The Rural Brain Drain, part 3
For the past two weeks I shared portions of an article entitled "The Rural Brain Drain" found in the October 6th edition of The Chronicle of Higher Education. This week's Part 3 focuses on actions that can be taken to address the concern. Part 3 of 3: What can be done to plug the brain drain?
Small towns need to equalize their investments across different groups of young people. While it would be impractical, and downright wrong, to abort students' ambitions, there must be a radical rethinking of the goals of high-school education. The single-minded focus on pushing the most motivated students into four-year colleges must be balanced by efforts to match young people not headed for bachelor's degrees with training, vocational, and assorted associate-degree programs.
Also, school officials, parents, educators, and students must resist the temptation to think the non-college bound will just get a job if a degree is not in the cards. Gone are the days of plentiful, well-paying blue-collar factory jobs that provided a 19-year-old with a living wage. Thinking that working the line at John Deere or Winnebago will vault you into the middle class makes about as much sense as buying eight-track tapes in the iPod age. The reality is that students not earning a college degree need as much, if not more, intensive preparation for today's labor market.
The next step is to build better links between high-school and postsecondary education. Most of the job growth within Iowa is expected to come from computer, biotech, wind energy, and health care. Matching high-school students not headed for university with vocational or community-college programs, nurturing their interests while in high school through internships and training, will prepare them for the new economic growth areas. The growing distance-learning technology should not cater only to older, returning students. If students are interested in wind technology or nursing, rather than making them take social studies senior year, how about connecting them with a distance-learning class at Iowa Lakes Community College in Introduction to Computers?
Third, small towns should seek to embrace immigration. Ph.D.'s from India or China and less-skilled immigrants from Mexico or Central America should all be recruited and supported in an effort to make the heartland an immigrant enterprise zone. The region is in critical need of professional-class workers, and bringing in Hispanic workers for the food industry will not be enough to rejuvenate the region.

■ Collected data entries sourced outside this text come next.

PR #298, opened 2022-03-01
Bump dpcpp version in ci

andreyromanof:
This will allow us to enable most of the tests from https://github.com/KhronosGroup/SYCL-CTS/pull/287, as the current version of the compiler doesn't support using `[[sycl::device_has()]]` with lambdas

### DIFF
--- a/.github/workflows/cts_ci.yml
+++ b/.github/workflows/cts_ci.yml
@@ -55,7 +55,7 @@ jobs:
           # - sycl-impl: computecpp
           # version: 2.8.0
           - sycl-impl: dpcpp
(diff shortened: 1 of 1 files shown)


andreyromanof:
@bader Am I allowed to change the version of the dpcpp compiler?

psalz:
The PR needs to originate from this repo unfortunately, otherwise the necessary build secrets for accessing DockerHub aren't available.

bader:
@andreyromanof, I've moved your commits to the local branch in https://github.com/KhronosGroup/SYCL-CTS/pull/299.

PR #301, opened 2022-03-02
Fix unsigned wrap in `id` tests

yuriykoch:
The `size_t` doesn't have guarantee in size compared to `unsigned long` or `unsigned long long`.
Therefore we should either explicitly cast to `size_t` or use implicit cast.

Implicit cast fits better, because it uses the type of `get_cts_object::id<>::get()` parameters, avoiding possible support efforts in future.


keryell (approved):
Thanks.

PR #1237, opened 2026-09-18
noexcept move constructible & assignable tests

Robertkq:
This PR is needed for [SYCL-Docs-1044](https://github.com/KhronosGroup/SYCL-Docs/pull/1044) issue, which introduces `noexcept` specifier to the move constructor and move assignment operator for both `by value` and `by reference` common semantics (more info in the issue itself).

* Adds `noexcept` specifier checks to the shared type traits test for `by reference`, alike `by value` which does not have a shared suite between them, as such it adds checks manually. `id.cpp` seems to be quite different compared to the other `by value` classes, I've kept the relative coding style

* Adds a missing test plan for the `by value` tests
> AI-Generated -> modified to contain accurate information

Assisted by Claude.

Note:
There is already an [open PR](https://github.com/intel/llvm/pull/23184) in DPCPP to extend their own testing to this, which uses quite a clever trick to have a strict check for `T& operator=(T&&)` and then test `noexcept` too, as:
```cpp
(std::is_nothrow_move_constructible_v<T>);
(std::is_nothrow_move_assignable_v<T>);
  ```
  does not assert existance of `T(T&&)` or `T& operator=(T&&)`, the copy overload **might** be able to also satisfy it. Although they have been able to assert existance of `T& operator=(T&&)`, the same cannot be done for `T(T&&)` AFAIK.
  -- wanted to point this out in case such a check would be desired for CTS as well.

### CODE REVIEW

**Comment by Robertkq** [comment]
This is my first PR in `SYCL-CTS`, I hope that all requested changes are up to standards and correct, please let me know any feedback and I'll try to cover them as soon as possible, thanks :)

**Comment by Robertkq** [comment]
@TApplencourt kind ping, asking for review

File: tests/nd_item/nd_item_equality.cpp [hunk 1]
```diff
@@ -35,6 +35,9 @@ class TEST_NAME : public util::test_base {
     using item_t = sycl::nd_item<numDims>;
     using kernel_t = nd_item_equality_kernel<numDims>;
 
+    // Check that move construction/assignment are noexcept
+    common_by_value_semantics::check_move_noexcept<item_t>();
```
TApplencourt: Oh... it's also name `item_it` here, even if it's `nd_item`.  Whatever, I agree with you better to keep the existing convention.

TApplencourt:
Amazing thanks a lot!

I'm not an expert, will let C++ guru @nliber  review if he have some free time.

But my recap:

- The the by-reference semantic only require the modification of the `trait` and then will be instantiate for all the type listed in 4.5.2. Common reference semantics
- For the `by-value` is a case-by-case no strict rules. But I checked that all of the object list `4.5.3. Common by-value semantics` have been modified.

LGTM ! Thanks again!

TApplencourt (approved):

TApplencourt:
All the CTS passing made me a little suspicious... Does all the implementation skip this tests / already where no-throw?

nliber (approved):
LGTM

Robertkq:
> All the CTS passing made me a little suspicious... Does all the implementation skip this tests / already where no-throw?

Just so I understand correctly, part of the CI is running CTS against supported implementations, such as DPCPP and others?

I'm not really surprised the tests pass, as noted in the PR description, the standard type traits do not check for the move constructor / assignment, rather if the move expression can be satisfied (this is either via move or copy alternative), however noexcept is still checked.

We could enforce checking of `T& operator=(T&&) noexcept` but we cannot do the same for the constructor

Do you believe the PR can be merged as is or you want me to add the enforced checking for the move assignment operator?

keryell (approved):

TApplencourt:
Oh I see. 
We got 2 approval, so I think we are good then : )

PR #1238, opened 2026-09-22
Fix/group broadcast wg limit 

sfuloria10:
### **Problem**

work_group_range<D>(queue) in tests/common/get_group_range.h queries device::max_work_group_size to determine the launch size. That is a device-wide value and does not account for the per-kernel work-group size limit a driver may
report after compiling a specific kernel. Some platforms do not support the device maximum work-group size for every kernel — a kernel whose register or private-memory footprint lowers occupancy gets a smaller limit — so launching at
the device-wide maximum throws for those kernels. This was hit by `group_broadcast` at D=3 on one such platform

### **Fix**

Add a KernelName-templated overload of work_group_range_for_kernel that:

1. Pre-compiles the kernel via get_kernel_bundle
2. Queries the actual per-kernel limit using kernel_device_specific::work_group_size
3. Uses that limit for the hypercubic decomposition instead of the device-wide max

The decomposition logic is extracted into detail::make_hypercubic_range shared by both overloads. The existing device-wide overload is unchanged — no other callers are affected. broadcast_group is updated to pass broadcast_group_kernel<D, T> to the new overload.


tests/common/get_group_range.h
```diff
@@ -36,18 +36,15 @@ inline sycl::range<3> get_default_range() {
...
+ *        and the device's max_work_item_sizes.
  * @tparam Dimensions Dimension to use for group instance
  */
 template <int Dimensions>
-sycl::range<Dimensions> work_group_range(
-    sycl::queue queue,
-    size_t work_items_limit = std::numeric_limits<size_t>::max()) {
-  // query device for work-group sizes
+sycl::range<Dimensions> make_hypercubic_range(sycl::queue& queue,
+                                              size_t max_work_group_size) {
```
bader: Can we keep this function unchanged and just pass the kernel limit via `work_items_limit` parameter?
I think we must keep respecting device limits.

bader (changes requested):

tests/common/get_group_range.h
sfuloria10: Good point — the overload was substituting the per-kernel limit for device::max_work_group_size rather than applying both, so the device limit wasn't respected.

Reworked in the latest commit: work_group_range is unchanged, and a query-only helper max_work_group_size_for_kernel<KernelName>() returns the per-kernel limit, which the call site passes as work_items_limit. That way work_group_range still does min(device_max, limit) and both limits hold. This also matches how group_barrier already passes a memory-derived cap through the same parameter, and it means the shared decomposition helper is no longer needed.

Let me know if this looks right to you.

bader:
Please, update PR title:
"Fix/group broadcast wg limit" -> "Fix work-group limit for group_broadcast test."

tests/common/get_group_range.h
bader: New version looks better. Thanks!

tests/common/get_group_range.h
```diff
@@ -87,6 +87,25 @@ sycl::range<Dimensions> work_group_range(
...
+ * @tparam KernelName SYCL Kernel name (must be defined in the same TU)
+ */
+template <typename KernelName>
+size_t max_work_group_size_for_kernel(sycl::queue queue) {
+  auto kernel_id = sycl::get_kernel_id<KernelName>();
+  auto bundle = sycl::get_kernel_bundle<sycl::bundle_state::executable>(
+      queue.get_context(), {queue.get_device()}, {kernel_id});
+  return bundle.get_kernel(kernel_id)
+      .get_info<sycl::info::kernel_device_specific::work_group_size>(
+          queue.get_device());
```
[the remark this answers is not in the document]
sfuloria10: Reworked as you suggested — work_group_range is untouched and the per-kernel limit goes through its existing work_items_limit parameter, so min(device_max, kernel_limit) applies. Same pattern group_barrier already uses for its memory-derived cap.

Two CI failures on the first attempt, both fixed: get_info needed .template (dependent type), and AdaptiveCpp has no sycl::get_kernel_bundle at all, so that path is now guarded with a fallback to device::max_work_group_size.

On the fallback — my analysis, which I'd like you to check since it drives the choice: at the commits pinned in CI, both AdaptiveCpp and ProtoSYCL implement kernel_device_specific::work_group_size as dev.get_info<info::device::max_work_group_size>(). If that's right, the query only differs from the device maximum on DPC++, so the fallback gives up nothing. Copilot suggested using sycl::program there instead, but that reaches the same value via a dummy program/kernel, and sycl::program was removed in SYCL 2020.

Does that reasoning hold, or have I missed something?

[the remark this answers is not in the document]
bader: Make sense to me. Thanks!

keryell (approved):
Thanks!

Fourth, areas that are losing population can help remain vibrant by enticing much-needed high fliers to come back home. There are free land programs in Kansas, Minnesota, and North Dakota, a statewide campaign in Iowa to bring back professionals, and student-loan-forgiveness programs in Maine for college graduates willing to commit to stay in the state. While the jury is out on whether any of those programs work, we believe that towns can help themselves by identifying future professionals and offering them tuition relief for graduate school that is contingent on a 10-year commitment to practice in the area. Many rural areas are medically underserved and this is one way to tackle that basic problem.
The rural crisis has been ignored for too long, but, we believe, it isn't too late to start paying attention. The residents of rural America must embrace the fact that to survive, the world they knew must change.